The best size for targets

The best alrounder

Same question for bands?

Thinking of theraband, what is the best width of gold to use and for which application and what size BB.


----------



## Grandpa Grumpy (Apr 21, 2013)

This question is going to be hard to answer. Band width depends on the material (you specify theraband), draw length, ammo size and the distance you are shooting.

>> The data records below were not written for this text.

PR #188, opened 2020-06-22
Write production and developement container configurations 

### LINKED ISSUE #183: Dockerize spdx-online-tools
Dockerizing will enable a smoother flow of execution and development.

kmehant:
## Covers

1. Containerize SPDX for development purpose: no hassle to install dependencies now, simply run `docker-compose -f docker-compose.dev.yml up --build`
2. Containerize SPDX for production purpose: with WSGI (for concurrency) and supervisor (extra layer for more uptime and concurrency). simply run `docker-compose -f docker-compose.prod.yml up --build`
3. docker-compose configs: no hassle of remembering the container spin-up configurations

Fixes #183


kmehant:
@rtgdk @goneall Please review!

rtgdk:
@kmehant So quick! 😄 
This is an important PR, give me some time to review and check.
Can you provide the instruction to setup and deploy this? Also, the thinking that went behind to do it like this. I thought this would be a summer project but the amount of changes looks small.
@goneall would be the one to deploy the tools online.

kmehant:
> @kmehant So quick! 😄
> This is an important PR, give me some time to review and check.
> Can you provide the instruction to set up and deploy this? Also, the thinking that went behind to do it like this. I thought this would be a summer project but the amount of changes looks small.
> @goneall would be the one to deploy the tools online.

@rtgdk efforts were part of the making of my [proposal](https://drive.google.com/file/d/1h9E_LWDohZO3uflAgEFnfCqjgXrzO91Z/view?usp=sharing) and my previous experience so it was quick. I guess, there is much more to be done - you can find my thought process and goals from my proposal [here](https://drive.google.com/file/d/1h9E_LWDohZO3uflAgEFnfCqjgXrzO91Z/view?usp=sharing), but this PR forms the base for container images and local setup. 

#### Instructions
You need to have [docker desktop](https://docs.docker.com/desktop/) installed on your machine for the container environment. 
As this pull request also covers docker-compose configs so it is as simple as running (for development build)
```
docker-compose -f docker-compose.dev.yml up --build
```
(for production build)
```
docker-compose -f docker-compose.prod.yml up --build
```
@goneall mentioned that we will be using a PostgreSQL for online tools but haven't found any setup in the codebase. I could only see Redis and sqlite3 used.

Also there is another change required before running the docker-compose
```
r = redis.StrictRedis(host='localhost', port=6379, db=0)
```
Its good if we can get Redis host form environment variables so it will be helpful for the container setup. For now please change the host to `redis` from `localhost` as our container utilizes the docker-compose network to communicate with the Redis container.

dockerfile.dev
```diff
@@ -0,0 +1,26 @@
+# Use the official python 2 base image
+FROM python:2
```
Ugtan, line 2: How about using an alpine based docker image for python here?

dockerfile.prod
```diff
@@ -0,0 +1,54 @@
...
+FROM base as linter 
+
+# Setting current work directory to /spdx
+WORKDIR /spdx
+
+# Copy all files into the container
+COPY . .
+
+# Installing pylint and linting the python code
+RUN pip install pylint && pylint -E *.py **/*.py || printf "\n SPDX online tools has got some errors! Continuing the build for now\n\n"
```
Ugtan, line 25: What if we add pylint or any other linter in the GitHub actions and make sure each pull request that we merge is error-free? That way I don't think we would have to check it here.

What do you think?

dockerfile.dev
```diff
@@ -0,0 +1,26 @@
...
+
```
Ugtan, line 3: Set up a environment variable to avoid writing pyc files?

dockerfile.prod
```diff
@@ -0,0 +1,54 @@
...
+
+# Run the tests
+RUN python src/manage.py test && printf "Success!"
+
+# -----------------------------
+
+# Container for for SPDX Online tools
+FROM base as production
+
+# Setting current work directory to /bassa
```
Ugtan, line 35: `/spdx` here instead of `/bassa`

supervisor_api.conf
```diff
@@ -0,0 +1,6 @@
+[program:spdx]
+directory=/spdx/src
+command=gunicorn -c /spdx/wsgi_conf.py src.wsgi:application --bind 0.0.0.0:8000
+autostart=true
+autorestart=true
+startretries=5
```
Ugtan, line 6: How about adding a stdout logfile here?

Ugtan:
Hello @kmehant, I have added some comments. Could you please take a look at it. Also, have you tried it locally in your machine to see if all the functionalities are working fine?

Also, I found [this](http://docs.gunicorn.org/en/stable/faq.html#how-do-i-avoid-gunicorn-excessively-blocking-in-os-fchmod) in the gunicorn docs which might affect the performance in production.

> we will be using a PostgreSQL for online tools but haven't found any setup in the codebase. I could only see Redis and sqlite3 used.

I suggested it in my proposal to use Postgres to store data on a database that will be running on another server instance. This will help the app to scale horizontally and use a full-fledged database. We will probably have to implement it from scratch.

Just to let you know I have also submitted a proposal for the same project and I had a word with @goneall and I expressed my interest in contributing to the project as well. He said we will assign some tasks between the three of us. I think he is a little busy with work.

dockerfile.dev
kmehant: @Ugtan I went through this article and the reasoning behind not using `alpine` [link](https://pythonspeed.com/articles/alpine-docker-python/). thoughts?

dockerfile.dev
kmehant: @Ugtan Any reason why to avoid writing pyc files in a container?

dockerfile.dev
Ugtan: @kmehant I guess it is better not to use alpine for the reason mentioned in the article. Thanks for the article tho.

dockerfile.dev
Ugtan: To reduce the image size. Maybe you can try adding it to see it makes any difference in the overall size of the image?

kmehant: I have added it to docker-compose so users can have it on/off on their preference. 
Also added `.dockerignore` so cache, test files, git files, and other such do not creep into the image.

Ugtan: Great!

goneall:
Thanks @kmehant for the PR and thanks @Ugtan for the review and comments!  It's great to see the contributions and collaboration :)

In terms of the production changes, there is a very old production branch which contains 2 commits for the changes in the production code when it was first set up: https://github.com/spdx/spdx-online-tools/tree/productionmods

I just looked and it doesn't look like it contains the configuration changes for PostgreSQL, but it does include the NGINX configuration used.

I'll be spending some more time helping out on the production in the next couple of weeks.

Once I get the environment variables working for the github actions (PR #180 ), I'll take a look at the production environment and update the production branch with the current configurations.

goneall:
Just FYI - I check the production instance and the only changes are the following:

- Installation of psycopg2
- Setting debug to false
The following change to the settings.py:

```
DATABASES = {
     'default': {
       'ENGINE': 'django.db.backends.postgresql_psycopg2',
       'NAME': 'spdx_db',
       'USER': 'spdx',
       'PASSWORD':'********',
       'HOST':'localhost',
       'PORT':'5432'
   }
```

The database just runs locally.

goneall:
I'm just getting started experimenting with the docker file.

I'm getting the following error:

```
ERROR: The Compose file '.\docker-compose.dev.yml' is invalid because:
services.spdx.environment contains {"PYTHONDONTWRITEBYTECODE": 1}, which is an invalid type, it should be a string
```
when running the command `docker-compose -f docker-compose.dev.yml up --build` on a Windows 10 computer

I tried adding quotes around the `'1'` but got the same error.

Removing the environment section resolved the issue.

@kmehant @Ugtan Let me know if you have any suggestions.

goneall:
I was able to get the docker image up and running :)

Testing out a few of the features, it looks like we need to add a Java JVM to the configuration.

Running the verify command, I got the following exception:

```
OSError: [Errno 2] No such file or directory: '/usr/lib/jvm'
```

kmehant:
> I was able to get the docker image up and running :)
> 
> Testing out a few of the features, it looks like we need to add a Java JVM to the configuration.
> 
> Running the verify command, I got the following exception:
> 
> ```
> OSError: [Errno 2] No such file or directory: '/usr/lib/jvm'
> ```

@goneall 
* ✅ Fixed PYTHONDONTWRITEBYTECODE
* ✅ Added JDK8 to both development and production containers. Please test it out.

goneall:
Thanks @kmehant !

That fixed the two issues I ran into.

There is a new issue I ran into while trying to use the Verify function (which uses the Java code through JPype).  I'm getting the following error:

```
Traceback (most recent call last): File "/spdxonlinetools/src/app/views.py", line 463, in validate retval = verifyclass.verify(str(settings.APP_DIR+uploaded_file_url)) File "/usr/local/lib/python2.7/site-packages/jpype/_jpackage.py", line 62, in __call__ raise TypeError("Package {0} is not Callable".format(self.__name)) TypeError: Package org.spdx.tools.Verify.verify is not Callable
```

When I get some time, I can do some debugging.  I suspect it may be a permission problem.  I did verify the Java code (src/tool.jar) was working properly standalone.  When I get some time, I'll try the code in the branch outside of the Docker image to make sure it isn't an unrelated issue.

goneall:
I spent some time trying to debug the JPype TypeError problem described above without success (so far).

Here's what I tried/verified:

- If I run the Python server code locally outside the container, it works without error
- Running the Java tools JAR inside the container using the container command line works
- I updated the JVM version to match the version I was using on my local machine (JVM 13), did not resolve the issue
- I verified the Java tools JAR file had execution permissions
- I verified the requirements.txt file specified the version of JPype1 - so my local machine and the remove machine should have the same version of the library
- I found a [stack overflow article](https://stackoverflow.com/questions/21006124/using-custom-java-classes-with-jpype-package-not-callable-error) which seemed to have an unrelated issue, but the solution did not work - JClass was not recognized

There are a few more google results I can try - some suggesting checking the classpath (e.g. https://github.com/jpype-project/jpype/issues/173)

@rtgdk Let me know if you have any ideas - I know you've been successful solving JPype errors.  When I get some time, I'll do some more research/attempts.

Ugtan:
Hello @goneall, I have encountered this error before. It occurs when the classpath is not correct. Simply changing the `JAR_ABSOLUTE_PATH` in `settings.py` to `JAR_ABSOLUTE_PATH =  os.path.join(os.path.abspath("."), "src", "tool.jar")
` fixes the issue. Also, everything seems to be working fine except the check license feature which uses redis. As there is some issue with the redis host.

kmehant:
> Hello @goneall, I have encountered this error before. It occurs when the classpath is not correct. Simply changing the `JAR_ABSOLUTE_PATH` in `settings.py` to `JAR_ABSOLUTE_PATH = os.path.join(os.path.abspath("."), "src", "tool.jar") ` fixes the issue. Also, everything seems to be working fine except the check license feature which uses redis. As there is some issue with the redis host.

Have tried changing the hostname for Redis?

rtgdk:
@goneall @Ugtan Yeah, changing the Jar path would fix the issue. Although, I would suggest to make it
`JAR_ABSOLUTE_PATH =  os.path.join(BASE_DIR,"tool.jar")`
This will be a common fix and would work outside docker too.
@kmehant Can you include this change in your PR?

goneall:
I got everything working locally.  I had to rename Redis in 3 locations:

- spdx_license_matcher/build_licenses.py (in the spdx-license-matcher repo)
- spdx_license_matcher/matcher.py (in the spdx-license-matcher repo)
- src/app/util.py

I'll go ahead and merge this PR and start organizing a list of production oriented tasks as separate issues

While some shooters are still using theraband, it has fallen out of favor with many. There seems to be material better suited for slingshots coming out of china.


----------



## Blaze (Apr 6, 2019)

Grandpa Grumpy said:


> This question is going to be hard to answer. Band width depends on the material (you specify theraband), draw length, ammo size and the distance you are shooting.
> 
> While some shooters are still using theraband, it has fallen out of favor with many. There seems to be material better suited for slingshots coming out of china.


Do you mean the GZK stuff?

I'm happy to experiment with all sorts. I had assumed the theraband gold was the stuff to use and gamekeeper john seems to favour it - so i'd assumed it was decent stuff.


----------



## raventree78 (Apr 20, 2016)

I still use theraband gold for a lot of my shooting. For me it is like the base line all others are judged by. That said I do like the .60 and .65 precise from Dankung. I found that I like a band set cut to a 20mm to 12mm taper and a 220mm length for general use and I mostly shoot 3/8 steel but with the .65 precise I am comfortable shooting 7/16 steel. I only target shoot and do not hunt but these set ups seem to work well on both soda and tin cans. Just my $0.02


----------



## Wreck-it (Mar 25, 2019)

I really enjoy the sumeike from china it shoots great i can buy cheap from US re-seller so short wait time. I have used theraband and it doesn't hold a candle to this stuff, its made for slingshots. I have shot the Precise it is good as well. Gamekeeper has videos raving about the Gzk I am looking forward to trying it myself. I'm waiting the 3 weeks for it to arrive from China now. There are a ton of ammo combos to band sizes. Simple shot has good video talking about this. Pocket Predator has area dedicated to this in his website also. Good luck figuring it out is 1/2 the fun.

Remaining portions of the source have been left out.